In our discourse FLT is Fermat's Last Theorem. I am unaware of any theorems or conjectures that begin assuming FLT is true, or otherwise use FLT as a starting point or tool. The small amount of literature review I've done on this question reveals nothing.
My question is: Where can I find a work requiring FLT, or some useful implication of FLT? Even an implication of a polynomial inequality, that may not be FLT, may be a good answer to this question, as I'll likely try to use it to find something regarding FLT.
The following is not acceptable as an answer to this question:
$$ (a^{x_{1}}_{1} + b^{x_{1}}_{1} - c^{x_{1}}_{1}) \ldots (a^{x_{n}}_{n} + b^{x_{n}}_{n} - c^{x_{n}}_{n}) \not= 0 : x_{i} > 2 $$
and it's expansions imply (something trivial)
Another acceptable answer to this question would be a proof requiring FLT to be false.
Thanks and please let me know if I can ask this question in a way more fitting math.se (new user).
I don't know if this helps. But you can consider this for fun in the meantime while you search for something significant.
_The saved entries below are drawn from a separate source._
PR #2983, opened 2019-04-24
Add vcl control over timeout_linger, send_timeout, idle_send_timeout

nigoroll:
and test that they work for H1

follow up #2981 

loosely related to #2980

### DIFF
--- a/bin/varnishd/cache/cache.h
+++ b/bin/varnishd/cache/cache.h
@@ -575,6 +575,9 @@ struct sess {
 	vtim_real		t_open;		/* fd accepted */
 	vtim_real		t_idle;		/* fd accepted or resp sent */
 	vtim_dur		timeout_idle;
+	vtim_dur		timeout_linger;
+	vtim_dur		send_timeout;
+	vtim_dur		idle_send_timeout;
 };
 
 #define SESS_TMO(sp, tmo)					\
--- a/bin/varnishd/cache/cache_session.c
+++ b/bin/varnishd/cache/cache_session.c
@@ -389,6 +389,9 @@ SES_New(struct pool *pp)
 	sp->t_open = NAN;
 	sp->t_idle = NAN;
 	sp->timeout_idle = NAN;
+	sp->timeout_linger = NAN;
+	sp->send_timeout = NAN;
+	sp->idle_send_timeout = NAN;
 	Lck_New(&sp->mtx, lck_sess);
 	CHECK_OBJ_NOTNULL(sp, SESS_MAGIC);
 	return (sp);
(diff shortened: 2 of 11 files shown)


bsdphk:
It worries me that we have suddenly increased struct sess by 32 bytes (¼) and thereby reduced the sess->ws by same amount.

Is this a valid concern any more ?

nigoroll:
It's hard to dismiss a concern before having shown that there is no reason to it, but c00070.vtc tests for a minimum of 200 bytes free on the session workspace in `vcl_deliver {}`
On alternative options:
* @bsdphk you suggested we could make the `struct sess` members floats (and not touch the `vtim_dur`) typedef, which would save 8 bytes. We could certainly do this, but this might become an additional complication with respect to the idea of compile time switchable vtim_* implementations which I still got on my P3 todo ist.
* We could also add `PRIV_SESSION` to hold these variables. This would cost only one pointer for the `struct vrt_priv_tree`, but individual values would require significantly more memory (72 bytes) for the individual values. The advantage would be flexibility.
So at this point adding the 32bytes sounds like a viable option to me.

nigoroll:
It seems we missed to note the TODO from last bugwash:
@nigoroll and @Dridi to write up a consistent timeouts concept at least for H1

nigoroll:
current snapshot of https://etherpad.wikimedia.org/p/varnish_timeouts

Ref https://github.com/varnishcache/varnish-cache/pull/2983

* rename idle_send_timeout -> send_chunk_timeout

The current name is confusing. The actual effect is that SO_SNDTIMEO gets set such that individual write() calls time out, and it is not obvious how this would relate to _idle_. Other suggestions are welcome, the aim should be to make clear that the timeout applies to individual pieces of data. Ideally, it would also conver H2.

* default send_chunk_timeout to send_timeout / 2, limit to send_timeout

Setting send_chunk_timeout to anything larger than send_timeout effectively prolongues send_timeout, and this should be communicated to the varnish admin.
We should also use a more sensible send_chunk_timeout.

* Dynamically adjust SO_SNDTIMEO to the remainter of send_timeout

With the current code, send_timeout is not being checked unless send_chunk_timeout is being hit, so effectively send_timeout may be prolongued by just slightly less than send_chunk_timeout in the extreme case.
We should ensure that SO_SNDTIMEO is being set such that send_timeout will be in effect even if a write is issued with less than send_chunk_timeout remaining before send_timeout expires.

* record the current SO_SNDTIMEO of the file descriptor (for H1)

To save system calls, as a consequence of the previous bullet point, the file descriptor should remember its current SNDTIMEO

* duplicate send_chunk_timeout and send_timeout for the backend side

Tuning these for the backend side should also be possible.

bsdphk:
More research needed.

nigoroll:
s10 needs to be adjusted to recent changes, otherwise OKd during discussion with @bsdphk and @Dridi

More of a "nuking the mosquito"
To prove $2^\frac{1}{n}$ is an irrational number when $n\ge3$.
$$2^\frac{1}{n}=\frac{p}{q}$$
$$p^n=q^n+q^n$$ which contradicts the $FLT$, therefore proving $2^\frac{1}{n}$ is indeed irrational.
On a side note, $FLT$ is not strong enough to prove the irrationality of $2^\frac{1}{n}$ for case $n=2$